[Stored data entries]
|---|

PR #1195, opened 2026-01-04
HIP 0149: FreedomFi Gateway Bootable USB Recovery and Custom OS Support

wicorn29:


waveform06:
Nova has withdrawn support for FreedomFi.
So no HIP will be voted on or implemented by Helium / Nova.
This could be implemented by independent developers and requires no HIP.

PR #1205, opened 2026-06-08
Update HIP references for Mobile and IoT PoC removal

waveform06:
Removed obsolete HIPs from Mobile and IoT PoC removal sections and updated references accordingly. Removed HIPs never went to vote or were rejected by a vote.


waveform06:
Should hex boosting HIPs also be revoked? 84,109,122,125

madninja:
Verified the cleanup against the README and the tracking issues. The 16 removed HIPs break down as:

- **Closed** (12): 21, 42, 44, 50, 57, 61, 62, 66, 94, 111, 127, 132
- **Rejected** (3): 72, 101, 107
- **Approved then Repealed** (1): 118

The 15 Closed/Rejected cases match the PR description's rationale cleanly. HIP 118 is the edge case worth noting for the record: it was Approved (its tracking issue carries the `approved` label) but later Repealed (also carries the `repealed` label) without ever being implemented — HIP 131's text says "HIP-118 is not yet implemented" and was structured as a bridge until 118 shipped, which it never did. So removing it from HIP 149's "retired by Mobile PoC removal" list is correct (HIP 149 isn't retiring anything still in force there); the reason just isn't "never went to vote or rejected", it's "repealed before implementation".

Retained list spot-checked: 131, 133, 135 are Deployed and 119 is Approved — active PoC-side mechanisms that HIP 149 would actually retire. Good cut.

Merging.

PR #1212, opened 2026-06-12
HIP 149: rework Advisory Council (compensation, voting, scope, timing)

madninja:
Reworks the Advisory Council (Decision 4) and reconciles it onto the latest `main` (#1213 terminology, #1215 roles doc).

## Compensation
- Paid only to the 5 community-nominated seats; the 2 Nova-appointed seats serve unpaid.
- 8,000 HNT per member per month, paid from the supplement vault (a ~1% charge on the supplement, not the Operations Funds).
- $10,000/member/month value cap; set by the authorizing vote (not deferred to first seating); adjustable forward by community vote (reduce at simple majority, increase at 66.67%). No discretionary fund.

## Voting
- Authorizing vote raised to a 66.67% supermajority (precedent HIP 85 / HIP 124); a proposal should not authorize its own issuance at a self-set simple-majority bar.
- Council-raised amend/terminate stays simple majority, downward only; any increase to issuance (rate, windows, compensation) takes the 66.67% bar.

## Scope
- Reframed as oversight, not control: no on-chain veto, no power to direct or block any individual spend. New spending requirements take effect only by community vote, not Council fiat.

## Timing
- M0 = Council seated; the program upgrade ships then. Mint starts M0 + 2 weeks, giving the seated Council a review window before issuance begins. Window boundaries anchor to mint start.

## Also
- Nova voting position and the 5-day Council vote-notice rule.
- USD reference reconciled to a ~$0.30 illustrative basis; HNT amounts are the binding commitment.
- Advisory Council roles doc updated in lockstep (compensation source, term, amendable parameters) and terminology aligned to target-minimum / payer rate.

### DIFF
--- a/0149-helium-utility-and-emissions-realignment.md
+++ b/0149-helium-utility-and-emissions-realignment.md
@@ -14,10 +14,10 @@ reddit-post-id: 1twsn06
 
 ## Summary
 
-This HIP bundles four governance decisions, executed in a single program upgrade at passage:
+This HIP bundles four governance decisions, executed in a single program upgrade that ships once the Council is seated:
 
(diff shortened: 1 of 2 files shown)


jaym2518:
5 days seems excessive. 3 days would be more than sufficient.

|---|

What needs to be done:
Scan the entries above for the line containing "111, 127, 132", and copy it and all lines after it exactly, down to and including the line containing "- **Approved then Repealed** (1): 118".

Solution for this problem:
- **Closed** (12): 21, 42, 44, 50, 57, 61, 62, 66, 94, 111, 127, 132
- **Rejected** (3): 72, 101, 107
- **Approved then Repealed** (1): 118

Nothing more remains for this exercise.